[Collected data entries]

● ● ● ● ● ● ●

PR #4759, opened 2022-07-20
sets groundwork for removing login with token

bkendall:
### Description

Lays groundwork for fully deprecating token support, in favor of service accounts.

### Scenarios Tested

- Auth with `GOOGLE_APPLICATION_CREDENTIALS`
- `--token` still working (with warnings)
- `FIREBASE_TOKEN` still working (with warnings)
- `login:ci` still working (with warnings)

### DIFF
--- a/README.md
+++ b/README.md
@@ -174,11 +174,11 @@ Use `firebase:deploy --only remoteconfig` to update and publish a project's Fire
 
 The Firebase CLI can use one of four authentication methods listed in descending priority:
 
-- **User Token** - **DEPRECATED: this will be removed in a future major version of `firebase-tools`; prefer using a Service Account** - provide an explicit long-lived Firebase user token generated from `firebase login:ci`. Note that these tokens are extremely sensitive long-lived credentials and are not the right option for most cases. Consider using service account authorization instead. The token can be set in one of two ways:
+- **User Token** - **DEPRECATED: this authentication method will be removed in a future major version of `firebase-tools`; use a service account to authenticate instead** - provide an explicit long-lived Firebase user token generated from `firebase login:ci`. Note that these tokens are extremely sensitive long-lived credentials and are not the right option for most cases. Consider using service account authorization instead. The token can be set in one of two ways:
   - Set the `--token` flag on any command, for example `firebase --token="<token>" projects:list`.
   - Set the `FIREBASE_TOKEN` environment variable.
 - **Local Login** - run `firebase login` to log in to the CLI directly as yourself. The CLI will cache an authorized user credential on your machine.
-- **Service Account** - set the `GOOGLE_APPLICATION_CREDENTIALS` environment variable to point to the path of a JSON service account key file. See Cloud's [Getting started with authentication](https://cloud.google.com/docs/authentication/getting-started) page for more details.
+- **Service Account** - set the `GOOGLE_APPLICATION_CREDENTIALS` environment variable to point to the path of a JSON service account key file. For more details, see Google Cloud's [Getting started with authentication](https://cloud.google.com/docs/authentication/getting-started) guide.
 - **Application Default Credentials** - if you use the `gcloud` CLI and log in with `gcloud auth application-default login`, the Firebase CLI will use them if none of the above credentials are present.
 
 ### Multiple Accounts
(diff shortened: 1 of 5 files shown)


README.md
```diff
@@ -174,11 +174,11 @@ Use `firebase:deploy --only remoteconfig` to update and publish a project's Fire
...
+- **User Token** - **DEPRECATED: this will be removed in a future major version of `firebase-tools`; prefer using a Service Account** - provide an explicit long-lived Firebase user token generated from `firebase login:ci`. Note that these tokens are extremely sensitive long-lived credentials and are not the right option for most cases. Consider using service account authorization instead. The token can be set in one of two ways:
   - Set the `--token` flag on any command, for example `firebase --token="<token>" projects:list`.
   - Set the `FIREBASE_TOKEN` environment variable.
 - **Local Login** - run `firebase login` to log in to the CLI directly as yourself. The CLI will cache an authorized user credential on your machine.
-- **Service Account** - set the `GOOGLE_APPLICATION_CREDENTIALS` environment variable to point to the path of a JSON service account key file.
+- **Service Account** - set the `GOOGLE_APPLICATION_CREDENTIALS` environment variable to point to the path of a JSON service account key file. See Cloud's [Getting started with authentication](https://cloud.google.com/docs/authentication/getting-started) page for more details.
```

● ● ● ● ● ● ●

DIRECTIONS FOR THIS TASK ->
Count the lines of the data that hold the string "instead". The answer should be that number alone.

RESPONSE TO THE EXERCISE ->
3